The problem:
Transcription should be exact. Include all entries.

Provided records:
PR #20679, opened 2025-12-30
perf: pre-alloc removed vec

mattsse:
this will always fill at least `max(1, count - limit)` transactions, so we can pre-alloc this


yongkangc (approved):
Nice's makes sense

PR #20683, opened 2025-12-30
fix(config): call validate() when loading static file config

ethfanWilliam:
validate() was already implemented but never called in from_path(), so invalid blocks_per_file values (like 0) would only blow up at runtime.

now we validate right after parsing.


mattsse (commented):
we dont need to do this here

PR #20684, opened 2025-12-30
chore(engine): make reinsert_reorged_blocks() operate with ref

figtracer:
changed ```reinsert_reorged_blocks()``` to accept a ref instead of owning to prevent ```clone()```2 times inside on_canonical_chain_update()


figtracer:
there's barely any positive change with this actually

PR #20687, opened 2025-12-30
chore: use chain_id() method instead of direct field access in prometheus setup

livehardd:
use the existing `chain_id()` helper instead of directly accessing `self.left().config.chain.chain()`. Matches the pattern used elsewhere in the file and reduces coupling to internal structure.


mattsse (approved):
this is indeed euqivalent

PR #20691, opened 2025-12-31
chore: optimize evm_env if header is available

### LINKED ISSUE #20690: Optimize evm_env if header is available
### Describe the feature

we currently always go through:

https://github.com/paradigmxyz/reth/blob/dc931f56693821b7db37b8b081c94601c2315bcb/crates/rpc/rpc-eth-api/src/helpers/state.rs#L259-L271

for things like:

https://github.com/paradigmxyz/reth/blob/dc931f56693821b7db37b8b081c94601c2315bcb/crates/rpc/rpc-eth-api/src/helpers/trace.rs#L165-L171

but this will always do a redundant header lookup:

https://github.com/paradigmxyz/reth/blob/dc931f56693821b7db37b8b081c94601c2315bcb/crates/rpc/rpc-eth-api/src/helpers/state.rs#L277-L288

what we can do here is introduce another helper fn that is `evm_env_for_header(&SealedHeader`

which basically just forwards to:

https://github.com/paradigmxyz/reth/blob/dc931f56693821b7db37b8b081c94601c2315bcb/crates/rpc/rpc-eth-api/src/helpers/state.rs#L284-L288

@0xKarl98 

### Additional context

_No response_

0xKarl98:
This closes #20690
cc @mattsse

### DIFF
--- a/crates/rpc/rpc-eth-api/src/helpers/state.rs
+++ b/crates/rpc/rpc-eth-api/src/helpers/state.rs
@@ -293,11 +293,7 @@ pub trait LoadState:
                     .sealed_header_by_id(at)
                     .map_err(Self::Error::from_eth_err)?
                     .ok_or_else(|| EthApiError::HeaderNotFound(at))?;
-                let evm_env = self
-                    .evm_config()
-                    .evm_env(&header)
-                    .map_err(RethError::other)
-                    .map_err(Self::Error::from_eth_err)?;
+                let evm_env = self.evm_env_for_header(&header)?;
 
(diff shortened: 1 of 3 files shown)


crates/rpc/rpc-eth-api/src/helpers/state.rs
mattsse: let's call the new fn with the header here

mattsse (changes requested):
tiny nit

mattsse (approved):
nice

Exercise response:
PR #20679, opened 2025-12-30
perf: pre-alloc removed vec

mattsse:
this will always fill at least `max(1, count - limit)` transactions, so we can pre-alloc this


yongkangc (approved):
Nice's makes sense

PR #20683, opened 2025-12-30
fix(config): call validate() when loading static file config

ethfanWilliam:
validate() was already implemented but never called in from_path(), so invalid blocks_per_file values (like 0) would only blow up at runtime.

now we validate right after parsing.


mattsse (commented):
we dont need to do this here

PR #20684, opened 2025-12-30
chore(engine): make reinsert_reorged_blocks() operate with ref

figtracer:
changed ```reinsert_reorged_blocks()``` to accept a ref instead of owning to prevent ```clone()```2 times inside on_canonical_chain_update()


figtracer:
there's barely any positive change with this actually

PR #20687, opened 2025-12-30
chore: use chain_id() method instead of direct field access in prometheus setup

livehardd:
use the existing `chain_id()` helper instead of directly accessing `self.left().config.chain.chain()`. Matches the pattern used elsewhere in the file and reduces coupling to internal structure.


mattsse (approved):
this is indeed euqivalent

PR #20691, opened 2025-12-31
chore: optimize evm_env if header is available

### LINKED ISSUE #20690: Optimize evm_env if header is available
### Describe the feature

we currently always go through:

https://github.com/paradigmxyz/reth/blob/dc931f56693821b7db37b8b081c94601c2315bcb/crates/rpc/rpc-eth-api/src/helpers/state.rs#L259-L271

for things like:

https://github.com/paradigmxyz/reth/blob/dc931f56693821b7db37b8b081c94601c2315bcb/crates/rpc/rpc-eth-api/src/helpers/trace.rs#L165-L171

but this will always do a redundant header lookup:

https://github.com/paradigmxyz/reth/blob/dc931f56693821b7db37b8b081c94601c2315bcb/crates/rpc/rpc-eth-api/src/helpers/state.rs#L277-L288

what we can do here is introduce another helper fn that is `evm_env_for_header(&SealedHeader`

which basically just forwards to:

https://github.com/paradigmxyz/reth/blob/dc931f56693821b7db37b8b081c94601c2315bcb/crates/rpc/rpc-eth-api/src/helpers/state.rs#L284-L288

@0xKarl98 

### Additional context

_No response_

0xKarl98:
This closes #20690
cc @mattsse

### DIFF
--- a/crates/rpc/rpc-eth-api/src/helpers/state.rs
+++ b/crates/rpc/rpc-eth-api/src/helpers/state.rs
@@ -293,11 +293,7 @@ pub trait LoadState:
                     .sealed_header_by_id(at)
                     .map_err(Self::Error::from_eth_err)?
                     .ok_or_else(|| EthApiError::HeaderNotFound(at))?;
-                let evm_env = self
-                    .evm_config()
-                    .evm_env(&header)
-                    .map_err(RethError::other)
-                    .map_err(Self::Error::from_eth_err)?;
+                let evm_env = self.evm_env_for_header(&header)?;
 
(diff shortened: 1 of 3 files shown)


crates/rpc/rpc-eth-api/src/helpers/state.rs
mattsse: let's call the new fn with the header here

mattsse (changes requested):
tiny nit

mattsse (approved):
nice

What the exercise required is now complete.